Homeland Security Secretary Tom Ridge is a calm man that has a calming effect on people. He says comforting words like, “Terrorists seek to turn our neighborhoods into battlefields,” and “The next attack could happen to any community at any time.”
If Ridge is a man possessed with the power to calm then cocaine is a great sleeping aid.
Last week, the Department of Homeland Security sent the nation to “Orange” alert. This scientifically unsound threat assessment board states that Orange alert means a “high chance of a terrorist attack.” Terrorists, of course, have been bored out of their minds and are grateful for the proverbial green light to attack Americans. They certainly wouldn’t attack without permission.
In the event of a terrorist attack, water and electricity could be gone. In the event of a terrorist attack, you may “need to shelter at home for a few days.” In the event of a terrorist attack, you will need duct tape. In the event of a terrorist attack, you should stay away from the nuclear blast.
The hypothetical scenarios offered by Ridge are absurd.
It took a week but Ridge may have recognized that his comments were over-the-top, unnecessary and scared nobody except mothers that have enough legitimate dangers to worry about without him shoving fictitious bullshit into their lives.
Today, with gusto and obsession, the media regularly described Ridge as the man with the “most credibility” to repair a severely damaged reputation for the Department. The Washington Post describes Ridge’s remarks as “delivered with a mix of authoritative weightiness and nonchalant folksiness.”
A Golden Globe nominee. Two thumbs up. “Simultaneously stunning and revolting.”, says Cyberista. One of the 10 best dramas of 2003.

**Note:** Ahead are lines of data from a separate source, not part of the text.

PR #120, opened 2021-02-08
[14.0][MIG+IMP] intrastat_product: Migration to 14.0

joao-p-marques:
Supersedes https://github.com/OCA/intrastat-extrastat/pull/116

Squash commits and add appropriate prefix. Also add `[IMP]` commit for pre-commit execution.

@Tecnativa
TT28130

ping @pedrobaeza


joao-p-marques:
Tests should not give the same error as before in the superseded PR as the latest release of `python-stdnum` already includes the Brexit support.

pedrobaeza:
You can squash these commits together:
Selección_027
and these ones:
Selección_028

joao-p-marques:
Done @pedrobaeza

pedrobaeza:
Why this commit dfc322717c11c6c7773c00fa1361d0f26438a958 contains translations?

I think you have squash them, when in fact it should be squashed with ee61d1122b01dfb2faffad2fc6e7689f68cc5b1a. You can squash all together, coming from same author, and modifying the commit message for containing both messages.

joao-p-marques:
Yes, indeed I squashed these:
image

Am I supposed to squash the bot commits all in 1 also authored by the bot? I thought they should be squashed with the previous commit that triggered that change by the bot.

I will squash it with the previous one, as you said.

pedrobaeza:
Yes, but you should see a bit the context. The order that you see is not always the sequential order. It can be due to several things:

- A merge contains several commits, and one of them is the "generator" of the rest of the changes. This shouldn't be a problem if all comes from the same author, as in this context, you can do what you are going to do now: squash all together, mixing the commits messages.
- The PR was done some time ago from the merge of it, and then in between other PRs/Weblate commits/etc may arrive in the main branch, provoking that disorder.

joao-p-marques:
Ok @pedrobaeza thanks for the explanation. In this case, I only squashed the commits referring to the v14.0 migration, the administrative commits, and the ones you pointed out. Do I need to do anything else or revert anything?

pedrobaeza:
Commit history seems good. Please check Travis

joao-p-marques:
`pre-commit` is generating an incorrect `requirements.txt` file after I have added the `>=1.16` constraint: https://github.com/OCA/intrastat-extrastat/pull/120/checks?check_run_id=1855987879#step:4:94. Am I doing it wrong? Where should that constraint go?

pedrobaeza:
I think you have to put that in external_dependencies in Odoo, with pip syntax.

joao-p-marques:
Yes, I did that: https://github.com/OCA/intrastat-extrastat/pull/120/commits/ec3752d2ff87156fb1457a3b963fa63b0f816e89#diff-66b4fe70725cdf32dd709c35ce332f272cbf58b4e20ae98ad6ed59a3ed1d6763R24

Before that, pre-commit generated the correct `requirements.txt` with `python-stdnum`, but now generates `stdnum>=1.16`.

pedrobaeza:
@sbidoul @Yajo can you help here?

sbidoul:
Just put `python-stdum>=1.16" [here](https://github.com/OCA/intrastat-extrastat/pull/120/files#diff-66b4fe70725cdf32dd709c35ce332f272cbf58b4e20ae98ad6ed59a3ed1d6763R24). Since v13 it's highly recommended to use the PyPI project names in external dependencies.

joao-p-marques:
Ok, thanks @sbidoul!

joao-p-marques:
@pedrobaeza already applied the discussed changes in https://github.com/OCA/intrastat-extrastat/pull/116#discussion_r569735555

pedrobaeza (approved):

pedrobaeza:
Let's move with this:

/ocabot merge nobump

PR #124, opened 2021-02-18
[14.0][FIX] intrastat_product: Missed changes in migration

joao-p-marques:
Change back from `invoice.type` to `invoice.move_type`
Update method signature and calls after the refactor in "intrastat.product.declaration"
Add some docs to explain the functionality that leads to this part of the code.

@Tecnativa
TT28080

ping @pedrobaeza @victoralmau

### DIFF
--- a/intrastat_product/models/account_move.py
+++ b/intrastat_product/models/account_move.py
@@ -65,7 +65,12 @@ class AccountMove(models.Model):
         """
         self.mapped("intrastat_line_ids").unlink()
         for inv in self:
-            if inv.type not in ("out_invoice", "out_refund", "in_invoice", "in_refund"):
+            if inv.move_type not in (
+                "out_invoice",
+                "out_refund",
+                "in_invoice",
+                "in_refund",
+            ):
                 continue
             line_vals = []
             for line in inv.invoice_line_ids:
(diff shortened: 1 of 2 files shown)


intrastat_product/models/account_move.py
```diff
@@ -77,12 +82,16 @@ def compute_intrastat_lines(self):
...
+            "note": "",
+            "line_nbr": 0,
+        }
         decl_model = self.env["intrastat.product.declaration"]
         if decl_model._is_product(line):
             hs_code = line.product_id.get_hs_code_recursively()
             if not hs_code:
                 return vals
-            weight, qty = decl_model._get_weight_and_supplunits(line, hs_code)
+            weight, qty = decl_model._get_weight_and_supplunits(line, hs_code, notedict)
```
victoralmau, line 94: IMO isn't necessary because in `intrastat_product` addon only have 2 params.
https://github.com/OCA/intrastat-extrastat/blob/13.0/intrastat_product/models/intrastat_product_declaration.py#L268

joao-p-marques: Well, that is the 13.0 version :sweat_smile: 
This is the current method: https://github.com/OCA/intrastat-extrastat/blob/14.0/intrastat_product/models/intrastat_product_declaration.py#L327

pedrobaeza (approved):

victoralmau (approved):

PR #127, opened 2021-03-25
[14.0] mig product harmonized system delivery from Akretion

sla-subteno-it:


alexis-via:
This migration was already done in PR https://github.com/OCA/intrastat-extrastat/pull/109.

PR #421, opened 2016-05-17
GH-420: AcknowledgeMode JavaDocs

### LINKED ISSUE #420: quick question...hopefully
Maybe the method is poorly named or I maybe I don't fully understand the domain but....this logic looked suspicious to me:

https://github.com/spring-projects/spring-amqp/blob/master/spring-amqp/src/main/java/org/springframework/amqp/core/AcknowledgeMode.java#L32

Shouldn't the comparison be against AUTO instead of NONE?

garyrussell:
Fixes #420

### DIFF
--- a/spring-amqp/src/main/java/org/springframework/amqp/core/AcknowledgeMode.java
+++ b/spring-amqp/src/main/java/org/springframework/amqp/core/AcknowledgeMode.java
@@ -17,21 +17,53 @@
 package org.springframework.amqp.core;
 
 /**
+ * Acknowledgment modes supported by the listener container.
+ *
  * @author Dave Syer
  *
  */
 public enum AcknowledgeMode {
 
-	NONE, MANUAL, AUTO;
+	/**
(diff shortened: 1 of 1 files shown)


spring-amqp/src/main/java/org/springframework/amqp/core/AcknowledgeMode.java
```diff
@@ -17,21 +17,53 @@
...
+ * Acknowledgment modes supported by the listener container.
+ *
  * @author Dave Syer
  *
  */
 public enum AcknowledgeMode {
 
-	NONE, MANUAL, AUTO;
+	/**
+	 * No acks - {@code autoAck=true} in {@code Channe.basicConsume()}.
```
artembilan: Typo: Channe**l**
Will fix on merge together with the `@author` effort respect :smile:

artembilan:
Merged as https://github.com/spring-projects/spring-amqp/commit/0ebb5529eb709752db4cf8bddb8d2081126fcd06

PR #425, opened 2016-05-25
AMQP-612: RabbitTemplate UserId Expression

garyrussell:
JIRA: https://jira.spring.io/browse/AMQP-612

https://www.rabbitmq.com/validated-user-id.html

Also, map the incoming user id to a received property to avoid unintended
propagation.

### DIFF
--- a/spring-rabbit/src/main/java/org/springframework/amqp/rabbit/core/RabbitTemplate.java
+++ b/spring-rabbit/src/main/java/org/springframework/amqp/rabbit/core/RabbitTemplate.java
@@ -71,6 +71,7 @@ import org.springframework.beans.factory.BeanFactoryAware;
 import org.springframework.context.expression.BeanFactoryResolver;
 import org.springframework.context.expression.MapAccessor;
 import org.springframework.expression.Expression;
+import org.springframework.expression.spel.standard.SpelExpressionParser;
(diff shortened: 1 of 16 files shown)


garyrussell:
Added more docs

spring-rabbit/src/main/java/org/springframework/amqp/rabbit/core/RabbitTemplate.java
```diff
@@ -552,6 +557,30 @@ public void setUseTemporaryReplyQueues(boolean value) {
...
+	public void setUserIdExpression(Expression userIdExpression) {
+		this.userIdExpression = userIdExpression;
+	}
+
+	/**
+	 * Set an expression to be evaluated to set the userId message property if it
+	 * evaluates to a non-null value and the property is not already set in the
+	 * message to be sent.
+	 * See https://www.rabbitmq.com/validated-user-id.html
+	 * @param userIdExpression the expression.
```
artembilan: There is no such a method parameter.
I think IDEA is good with this inspection :smile: 
Will rename during merge, if only concern.

artembilan:
Merged as https://github.com/spring-projects/spring-amqp/commit/44a31245a4ee18df4971f19373574cbc1bcca39e.
See commit comment

PR #427, opened 2016-05-30
AMQP-614: Add Builder for Queue/Exchange

garyrussell:
JIRA: https://jira.spring.io/browse/AMQP-614

### DIFF
--- a/spring-amqp/src/main/java/org/springframework/amqp/core/AbstractBuilder.java
+++ b/spring-amqp/src/main/java/org/springframework/amqp/core/AbstractBuilder.java
@@ -1,0 +1,48 @@
+/*
+ * Copyright 2016 the original author or authors.
+ *
+ * Licensed under the Apache License, Version 2.0 (the "License");
+ * you may not use this file except in compliance with the License.
+ * You may obtain a copy of the License at
+ *
+ *      http://www.apache.org/licenses/LICENSE-2.0
+ *
+ * Unless required by applicable law or agreed to in writing, software
+ * distributed under the License is distributed on an "AS IS" BASIS,
+ * WITHOUT WARRANTIES OR CONDITIONS OF ANY KIND, either express or implied.
+ * See the License for the specific language governing permissions and
+ * limitations under the License.
+ */
+
+package org.springframework.amqp.core;
+
+import java.util.LinkedHashMap;
+import java.util.Map;
+
+/**
+ * Base class for builders supporting arguments.
+ *
+ * @author Gary Russell
+ * @since 1.6
+ *
+ */
+public abstract class AbstractBuilder {
+
+	private Map<String, Object> arguments;
+
+	/**
+	 * Return the arguments map, after creating one if necessary.
+	 * @return the arguments.
+	 */
+	protected Map<String, Object> getOrCreateArguments() {
+		if (this.arguments == null) {
+			this.arguments = new LinkedHashMap<String, Object>();
+		}
+		return this.arguments;
+	}
+
+	protected Map<String, Object> getArguments() {
+		return this.arguments;
+	}
+
+}
--- a/spring-amqp/src/main/java/org/springframework/amqp/core/ExchangeBuilder.java
+++ b/spring-amqp/src/main/java/org/springframework/amqp/core/ExchangeBuilder.java
@@ -1,0 +1,162 @@
+/*
+ * Copyright 2016 the original author or authors.
+ *
+ * Licensed under the Apache License, Version 2.0 (the "License");
+ * you may not use this file except in compliance with the License.
+ * You may obtain a copy of the License at
+ *
+ *      http://www.apache.org/licenses/LICENSE-2.0
+ *
+ * Unless required by applicable law or agreed to in writing, software
+ * distributed under the License is distributed on an "AS IS" BASIS,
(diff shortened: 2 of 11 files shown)


artembilan:
Well, I'd prefer to have two top level builders, `QueueBuilder` and `ExchangeBuilder`. Even if they inherit from one parent with common options.
Another concern is generics issue using the inheritance. I think you would like to let to chain all those option methods with any order. So, the parent `Builder` class should have one more generic argument for the target implementor type. All the super chain methods should return that generic type, so in the typing time the IDE will know for which type is the next method to suggest.
You can find such an approach if the Spring Integraiton Java DSL. For example: https://github.com/spring-projects/spring-integration-java-dsl/blob/master/src/main/java/org/springframework/integration/dsl/core/MessageProducerSpec.java.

“Stash away the duct tape. Don’t use it. Stash it away. And that pre-measured plastic sheeting for future — and I emphasize future – use.”
So if he emphasizes future, why are we at Orange alert now? According to the Department of Homeland Defense, the answer is that the government must “strike a balance.” Whatever that means.
To put a friendly face on fear propaganda, Ridge announced www.ready.gov, a testament to government incompetence and a valid excuse for American apathy. It was created by those strange creatures at the Ad Council that spawn the idiots that make Truth commercials and bring you wonderfully creepy commercials that encourage people to fear everything.
Telling people to hide the children, lock the doors and steer clear of nuclear shock waves is going to get the Bush administration thrown into the ocean in 2004.
Ridge needs to realize that his job is like competing in the Special Olympics—win or lose, he’s still retarded.